Friday, July 13, 2012

Brave: an unspectacular fantasy

Brave, at its best, is a fairly enjoyable film with great visuals. It's something we've all come to expect from Pixar, but one thing this film lacks is what Pixar used to be best at: the story. There's no interesting spin on the Disney fairytale, other than the fact that the princess doesn't marry a prince at the end. For the longest time, Pixar had a great run telling these very imaginative stories in these worlds that you felt could go anywhere and do anything. Brave stuck too closely to a specific formula, it went to places you pretty much expected it to go, and at the end, it wasn't all that fun to watch. Pleasant? Enjoyable? Here and there. But the lack of imagination was all too abundant.

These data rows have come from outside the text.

PR #94, opened 2022-05-05
Feat/annotation visibility

ladeirarodolfo:
It includes
- Annotation Visibility feat

IMPORTANT
- Opened a new PR because the old one has a totally wrong branch name.
- I have done compared to other PR:
- Covered the changes we discussed on chat
- Added documentation to some methods and also md files
- Added changes to Freehand tool

### DIFF
--- a/packages/docs/docs/concepts/cornerstone-tools/annotation/visibility.md
+++ b/packages/docs/docs/concepts/cornerstone-tools/annotation/visibility.md
@@ -1,0 +1,42 @@
+---
+id: visibility
+title: Visibility
+---
+
+# Visibility
+
+Annotations can have their visibility changed. You can use
+the visibility API to show/hide annotations.
+
+## API
+
+There are various APIs for showing and hiding annotations along with get/set methods
+
+```js
+import { annotations } from '@cornerstonejs/tools';
+
+// changing an annotation visibility to be visible (implicit visible param).
+annotations.visibility.setAnnotationVisibility(annotationUID);
+
+// changing an annotation visibility to NOT be visible.
+annotations.visibility.setAnnotationVisibility(annotationUID, false);
+
+// get all the hidden annotations uids.
+annotations.visibility.getAnnotationUIDsHidden();
+
+// get the number of hidden annotations.
+annotations.visibility.getAnnotationUIDsHiddenCount();
+
+// show all annotation(hidden)
+annotations.visibility.showAllAnnotations();
+
+// get if an annotation is visible or not.
+// Possible results are: undefined if there is no annotation for given UID, true if visible and false if not.
+annotations.visibility.isAnnotationVisible(annotationUID);
+```
+
+## Read more
+
+:::note TIP
+Read more about the visibility API [here](/api/tools/namespace/annotation#visibility)
+:::
--- a/packages/docs/docs/concepts/cornerstone-tools/annotation/visibility.md
+++ b/packages/docs/docs/concepts/cornerstone-tools/annotation/visibility.md
@@ -21,12 +21,6 @@ annotations.visibility.setAnnotationVisibility(annotationUID);
 // changing an annotation visibility to NOT be visible.
 annotations.visibility.setAnnotationVisibility(annotationUID, false);
 
-// get all the hidden annotations uids.
-annotations.visibility.getAnnotationUIDsHidden();
-
-// get the number of hidden annotations.
-annotations.visibility.getAnnotationUIDsHiddenCount();
-
 // show all annotation(hidden)
 annotations.visibility.showAllAnnotations();
 
--- a/packages/tools/src/stateManagement/annotation/FrameOfReferenceSpecificAnnotationManager.ts
+++ b/packages/tools/src/stateManagement/annotation/FrameOfReferenceSpecificAnnotationManager.ts
@@ -9,6 +9,7 @@ import cloneDeep from 'lodash.clonedeep';
 import { Enums, eventTarget, Types, utilities } from '@cornerstonejs/core';
 
 import { checkAndDefineIsLockedProperty } from './annotationLocking';
+import { checkAndDefineIsVisibleProperty } from './annotationVisibility';
 
 interface FilterInterface {
   FrameOfReferenceUID?: string;
@@ -179,6 +180,7 @@ export default class FrameOfReferenceSpecificAnnotationManager {
 
     toolSpecificAnnotations.push(annotation);
     checkAndDefineIsLockedProperty(annotation);
+    checkAndDefineIsVisibleProperty(annotation);
   };
 
   /**
--- a/packages/tools/src/stateManagement/annotation/annotationState.ts
+++ b/packages/tools/src/stateManagement/annotation/annotationState.ts
@@ -123,7 +123,7 @@ function removeAnnotation(
  * Get the Annotation object by its UID
  * @param annotationUID - The unique identifier of the annotation.
  * @param element - The element that the tool is being used on.
- * @returns A Annotation object.
+ * @returns A Annotation object
  */
 function getAnnotation(
   annotationUID: string,
--- a/packages/tools/src/stateManagement/annotation/annotationVisibility.ts
+++ b/packages/tools/src/stateManagement/annotation/annotationVisibility.ts
@@ -49,15 +49,6 @@ function showAllAnnotations(): void {
 }
 
 /**
- * Returns an array of all the annotation uids that is currently hidden.
- * @returns An array of tool specific annotation UIDs.
- *
- */
-function getAnnotationUIDsHidden(): Array<string> {
-  return Array.from(globalHiddenAnnotationUIDsSet);
-}
-
-/**
  * Given an annotation UID, return true if it is visible, false if hidden and undefined if does not exist.
  * @param annotationUID - The annotation uid to tell if is visible or not.
  * @returns A boolean value or value if does not exist.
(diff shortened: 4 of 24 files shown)


packages/tools/src/utilities/planar/filterAnnotationsForDisplay.ts
```diff
@@ -34,6 +34,10 @@ export default function filterAnnotationsForDisplay(
     // and we don't have a proper way to check distance either since a stack can be
     // composed of multiple unrelated images
     return annotations.filter((annotation) => {
+      if (!annotation.isVisible) {
```
ladeirarodolfo, line 37: @JamesAPetts  is this accurate? as far as planarFreehand is concerned!

packages/tools/src/utilities/planar/filterAnnotationsWithinSlice.ts
```diff
@@ -41,6 +41,9 @@ export default function filterAnnotationsWithinSlice(
     const data = annotation.data;
     const point = data.handles.points[0];
 
+    if (!annotation.isVisible) {
```
ladeirarodolfo, line 44: @JamesAPetts  is this accurate? as far as planarFreehand is concerned!

packages/tools/src/stateManagement/annotation/FrameOfReferenceSpecificAnnotationManager.ts
```diff
@@ -179,6 +180,7 @@ export default class FrameOfReferenceSpecificAnnotationManager {
 
     toolSpecificAnnotations.push(annotation);
     checkAndDefineIsLockedProperty(annotation);
+    checkAndDefineIsVisibleProperty(annotation);
```
ladeirarodolfo, line 183: This (and also locked property line above) causes a code smell. I.e there is an inappropriate intimacy between AnnotationManger and Each Tool, but they should be actually totally decoupled.

My recommendation is to:
base/AnnotationTool be responsible decorate the annotation (on addnew annotation method)

Each Tool to invoke its super method to allow this decoration.

packages/tools/examples/annotationSelectionAndLocking/index.ts
```diff
@@ -147,7 +147,7 @@ async function run() {
       },
     ],
   });
-  toolGroup.setToolPassive(BidirectionalTool.toolName);
+  toolGroup.setToolPassive(RectangleROITool.toolName);
```
sedghi, line 150: Curious of why you changed bidirectional to rectangleROI?

packages/tools/src/stateManagement/annotation/annotationState.ts
```diff
@@ -123,7 +123,7 @@ function removeAnnotation(
  * Get the Annotation object by its UID
  * @param annotationUID - The unique identifier of the annotation.
  * @param element - The element that the tool is being used on.
- * @returns A Annotation object.
+ * @returns A Annotation object or undefined if that does not exist.
```
sedghi, line 126: I think the return type is also incorrect (has happend before this PR)

packages/tools/src/tools/annotation/LengthTool.ts
```diff
@@ -568,6 +570,10 @@ class LengthTool extends AnnotationTool {
 
       let activeHandleCanvasCoords;
 
+      if (!isAnnotationVisible(annotationUID)) {
```
sedghi, line 573: put it after cachedStats

packages/tools/src/types/AnnotationTypes.ts
```diff
@@ -7,6 +7,8 @@ type Annotation = {
   highlighted?: boolean;
   /** If the annotation is locked for manipulation */
   isLocked?: boolean;
+  /** If the annotation is visible for manipulation */
+  isVisible?: boolean;
```
sedghi, line 11: Why this is optional? I thought it is always there and default to true

packages/docs/docs/concepts/cornerstone-tools/annotation/visibility.md
```diff
@@ -0,0 +1,42 @@
...
+import { annotations } from '@cornerstonejs/tools';
+
+// changing an annotation visibility to be visible (implicit visible param).
+annotations.visibility.setAnnotationVisibility(annotationUID);
+
+// changing an annotation visibility to NOT be visible.
+annotations.visibility.setAnnotationVisibility(annotationUID, false);
+
+// get all the hidden annotations uids.
+annotations.visibility.getAnnotationUIDsHidden();
```
sedghi, line 25: hmm, not sure if it is me only, but It feels weird that the API has both `visible` and `hidden` methods. Can't we say `getAnnotationUIDsInvisible`? or `getAnnotationUIDsInvisibleCount`? This might be only me since I'm not well known for naming things :D @JamesAPetts

packages/tools/src/stateManagement/annotation/FrameOfReferenceSpecificAnnotationManager.ts
ladeirarodolfo: ok
https://github.com/cornerstonejs/cornerstone3D-beta/issues/95

packages/tools/examples/annotationSelectionAndLocking/index.ts
ladeirarodolfo: I shouldnt commit that at all.. it was just because of testing purpose

packages/tools/src/stateManagement/annotation/annotationState.ts
ladeirarodolfo: Glad that I forgot that.
I will remove this, but I would like to do an observation that the signature of it is not consistent to
annotationManager.getAnnotation(annotationUID);

packages/tools/src/types/AnnotationTypes.ts
ladeirarodolfo: This is indeed a very trick one. It tells us something about our architecture: 
As far as OOO is concerned, this type is not what it meant to be. 
When I see this type Annotation, I understand this represents an instance of an AnnotationTool. If that is true, each annotation instance has at least to 2 phases/shapes types. I.e at construction time and after adding the handles.
So, with all that said that is why many of flags here are optional, because they are completed (if that happens) at run time. 
In summary, AnnotationType is being used as a representation of instance (at construction time) and considering this flag is added by decoration at run time (not at construction time), I believe would be fine to let it optional. This should be fixed whenever we move the decoration to BaseAnnotationLayer instead of AnnotationManager layer

packages/tools/src/stateManagement/annotation/annotationVisibility.ts
```diff
@@ -73,7 +73,7 @@ function isAnnotationVisible(annotationUID: string): boolean | undefined {
 /**
  * Get the number of hidden annotation objects in the global set of hidden annotation
  * objects uids.
- * @returns {number} The number of hidden annotation objects.
+ * @returns The number of hidden annotation objects.
  *
  */
 function getAnnotationUIDsHiddenCount(): number {
```
sedghi, line 79: Also this doesn't make sense it has UID in the name, can we have `getNumberOfHiddenAnnotations` and any one call .length on it

packages/docs/docs/concepts/cornerstone-tools/annotation/visibility.md
ladeirarodolfo: This is not a requirement on my impl. So I will remove it. 
If there is a need for something like that in future we can add it back.

packages/tools/src/stateManagement/annotation/annotationVisibility.ts
```diff
@@ -0,0 +1,171 @@
...
+import { AnnotationVisibilityChangeEventDetail } from '../../types/EventTypes';
+
+/*
+ * It stores all hidden annotation uids.
+ */
+const globalHiddenAnnotationUIDsSet: Set<string> = new Set();
+
+/*
+ * Interface (Public API)
+ */
```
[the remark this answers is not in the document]
JamesAPetts: Its certainly some pretty strange code on both fronts (not criticising this PR, it was obviously following the same pattern):

`checkAndDefineIsVisibleProperty` defines the getter and setter of the property but it does seem like they aren't used. There doesn't seem to be anywhere we are setting isVisible directly anywhere, but it also looks like if you traverse the `setAnnotationVisibility` tree you don't hit the defined properties. But we _are_ checking the properties of the annotations, so they must be being set somehow. We should clean up this implementation so its less esoteric at some point, it really needn't be this complicated.

packages/tools/src/types/AnnotationTypes.ts
JamesAPetts: >When I see this type Annotation, I understand this represents an instance of an AnnotationTool

This is incorrect. The`Annotation` is _data_ created by an `AnnotationTool`, not an instance of the `AnnotationTool`. `Annotations` are like `toolData` in Cornerstone Legacy.

`isVisible` should be mandatory, and set true by default when the annotation is defined in an `AnnotationTool`'s `addNewAnnotation` method (or as you said before,as a super called to `BaseAnnotationTool`).

There should be no scenario where `isVisible` is undefined, and we should really do the same for `isLocked` too (set it `false` on creation).

cc @sedghi .

packages/tools/src/utilities/planar/filterAnnotationsWithinSlice.ts
JamesAPetts: Same as above.

JamesAPetts (changes requested):
Some minor changes to example required, the rest are discussion points, and don't necessarily need to be dealt with in this PR.

JamesAPetts (approved):
Looks good for now, we can make the proposed improvements to base annotation tool etc in the future, this PR is good to merge.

Princess Merida is a young red-headed Scottish princess; her father King Fergus, pretty much lets her do whatever she wants; her mother Queen Elinor, tries to teach her how to act like a princess much to Merida's chagrin. As a child, her father protected her from an angry bear which took his leg while he fought it off. Now, in her teens, she is to be betrothed to the first son of one of King Fergus's allied clans. This is news that Merida isn't too happy with.

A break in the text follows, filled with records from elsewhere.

PR #99, opened 2022-05-12
feat: Add CINE tool via playClip

sedghi:


packages/tools/src/utilities/cine/playClip.ts
```diff
@@ -0,0 +1,246 @@
...
+      'playClip: element must be a stack viewport, volume viewport playClip not yet implemented'
+    );
+  }
+
+  const stackData = {
+    currentImageIdIndex: viewport.getCurrentImageIdIndex(),
+    imageIds: viewport.getImageIds(),
+  };
+
+  const playClipToolData = getToolState(element);
```
JamesAPetts, line 47: Can't you just do `let playClipData = getToolState(element)` and then if its undefined, define it and add it to the state? Then you can avoid having both the `playClipToolData` and `playClipData` variables.

packages/tools/src/utilities/cine/playClip.ts
```diff
@@ -0,0 +1,246 @@
...
+const { triggerEvent } = utilities;
+
+/**
+ * Starts playing a clip or adjusts the frame rate of an already playing clip.  framesPerSecond is
+ * optional and defaults to 30 if not specified.  A negative framesPerSecond will play the clip in reverse.
+ * The element must be a stack of images
+ * @param element - HTML Element
+ * @param framesPerSecond - Number of frames per second
+ */
+function playClip(element: HTMLDivElement, framesPerSecond: number): void {
```
JamesAPetts, line 18: It feels weird to me that `framesPerSecond` is some special option which can be added here, yet all the others need to be added to toolstate first if you want them to be set on the first play.

Can't we add all the options which aren't internal ids etc as optional params here, rather than just the framesPerSecond, i.e.:
```
playClip(element: HTMLDivElement, options: PlayClipOptions) {...}

Type PlayClipOptions =  {
  framesPerSecond?: number;
  frameTimeVector?: number[];
  reverse?: boolean;
  loop:? boolean;
  speed?: number // Also we should rename this, as its actually just for the frame time vectors. Maybe something like `frameTimeVectorSpeedMultiplier`?
```

packages/tools/src/utilities/cine/playClip.ts
```diff
@@ -0,0 +1,246 @@
...
+  };
+
+  const playClipToolData = getToolState(element);
+
+  if (!playClipToolData) {
+    playClipData = {
+      intervalId: undefined,
+      framesPerSecond: 30,
+      lastFrameTimeStamp: undefined,
+      frameRate: 0,
```
JamesAPetts, line 54: `frameRate` doesn't appear to be used? Should we remove it? It seems like a duplicate of `framesPerSecond`?

packages/tools/src/utilities/cine/state.ts
```diff
@@ -0,0 +1,31 @@
...
+  framesPerSecond: number;
+  lastFrameTimeStamp: number | undefined;
+  frameRate: number;
+  frameTimeVector: number[] | undefined;
+  ignoreFrameTimeVector: boolean;
+  usingFrameTimeVector: boolean;
+  speed: number;
+  reverse: boolean;
+  loop: boolean;
+  data?: unknown[];
```
JamesAPetts, line 14: Why do we need this field? It doesn't appear to be used. Unless I'm mistaken.

packages/tools/src/utilities/cine/playClip.ts
```diff
@@ -0,0 +1,246 @@
...
+function _getPlayClipTimeouts(vector: number[], speed: number) {
+  let i;
+  let sample;
+  let delay;
+  let sum = 0;
+  const limit = vector.length;
+  const timeouts = [];
+
+  // Initialize time varying to false
+  // @ts-ignore
```
JamesAPetts, line 190: Can we fix types instead of using `@ts-ignore`?

packages/tools/src/utilities/cine/playClip.ts
```diff
@@ -0,0 +1,246 @@
...
+  // First element of a frame time vector must be discarded
+  for (i = 1; i < limit; i++) {
+    // eslint-disable-next-line no-bitwise
+    delay = (Number(vector[i]) / speed) | 0; // Integral part only
+    timeouts.push(delay);
+    if (i === 1) {
+      // Use first item as a sample for comparison
+      sample = delay;
+    } else if (delay !== sample) {
+      // @ts-ignore
```
JamesAPetts, line 206: Can we fix types instead of using `@ts-ignore`?

packages/tools/src/utilities/cine/playClip.ts
```diff
@@ -0,0 +1,246 @@
...
+      timeouts.isTimeVarying = true;
+    }
+
+    sum += delay;
+  }
+
+  if (timeouts.length > 0) {
+    // @ts-ignore
```
JamesAPetts, line 214: Can we fix types instead of using `@ts-ignore`?

packages/tools/src/utilities/cine/events.ts
```diff
@@ -0,0 +1,8 @@
+/**
+ * CINE Tool Events
+ */
+enum Events {
+  CLIP_STOPPED = 'CORNERSTONE_CINE_TOOL_STOPPED',
```
JamesAPetts, line 5: Is a clip started event useful? I can imagine some UI updating based on this? I.e. the user clicks a hotkey to start CINE, and then some UI updates to show its playing?

JamesAPetts (changes requested):
Some minor comments, but one major one:

 At the minimum: we need an example page with a single stack viewport that demonstrates `playClip` and `stopClip`, and has a slider for the framerate from like 1-90 fps.

packages/tools/src/utilities/cine/playClip.ts
```diff
@@ -44,14 +48,13 @@ function playClip(element: HTMLDivElement, framesPerSecond: number): void {
...
+  let playClipData = getToolState(element);
 
-  if (!playClipToolData) {
+  if (!playClipData) {
     playClipData = {
       intervalId: undefined,
       framesPerSecond: 30,
       lastFrameTimeStamp: undefined,
-      frameRate: 0,
       frameTimeVector: undefined,
```
JamesAPetts, line 58: Can you set the other `playClipOptions` if they are defined?

JamesAPetts (approved):
One tiny task then feel free to merge.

She's so unhappy about it, in fact, that when she escapes during the Highland Games (where the suitors compete for her hand) she comes across a witch who agrees to give Merida a spell, intended for her mother, that would "change her fate." Of course, once she gives her mother the spell, things do not go as planned... and then her mother turns into a bear.

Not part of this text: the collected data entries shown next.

PR #100, opened 2022-05-12
Feat/freehand improvements

JamesAPetts:
- Fix a bunch of known issues with the planar freehand tool interaction.
- Add the (slightly hidden) option for cardiac annotations within the planar tool, but add this example to the demo. In the future this should likely be pulled out to a seperate tool for cleanliness.


common/reviews/api/tools.api.md
```diff
@@ -2728,6 +2728,8 @@ interface PlanarFreehandROIAnnotation extends Annotation {
         polyline: Types_2.Point3[];
         label?: string;
         isOpenContour?: boolean;
+        isOpenCardiacAnnotation?: boolean;
+        openCardiacAnnotationVectorToPeak?: Types_2.Point3[];
```
sedghi, line 2732: Are you claiming that the horseshoe shape is only for cardiac and not being used anywhere else? I think it makes sense to say something like more general, maybe is horseShoe shaped? that is aweful too but still not claiming that we know it all and this is being used only in cardiac

packages/tools/src/tools/annotation/planarFreehandROITool/findOpenCardiacAnnotationVectorToPeak.ts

To me, it's as if the writers were running out of the ideas right about this time, wondering what they should do once the Queen takes the spell. And now obviously we're gonna spend time watching Merida and her mother try to cope as Merida has to explain that she MADE her mother turn into a fucking bear. Even though Elinor, at the end, changes back from being a bear (through a series of circumstances, you know how it goes), I would imagine it's not easy to forgive your daughter after something like that. After all, you've given her everything she could possibly need as a child.

The main problem with Brave is that the story just doesn't give Merida enough justification to poison her mother, turning her into a bear. Unless you're a child, it's kinda hard to feel too sorry for Princess Merida. Having to eventually marry a potential suitor kinda sucks, but later in the movie, it didn't take much for her to eventually convince the allied clans to nix that tradition altogether. There just wasn't enough to this fairytale story. This doesn't mean "Brave" is a bad movie, it's just a hugely disappointing one. It goes from point A to point B without ever really giving a good enough reason to go to point B. It's entirely too simplistic, especially for a Pixar movie.

Brave has some humorous moments and, as I said before, it's a pleasant watch, but its enjoyable moments came from little jokes and nice little visual touches. The movie had the promise to be a fate-changing fairytale movie, all we wound up with was a couple of one-dimensional characters turning into bears and the bitch that made it all happen.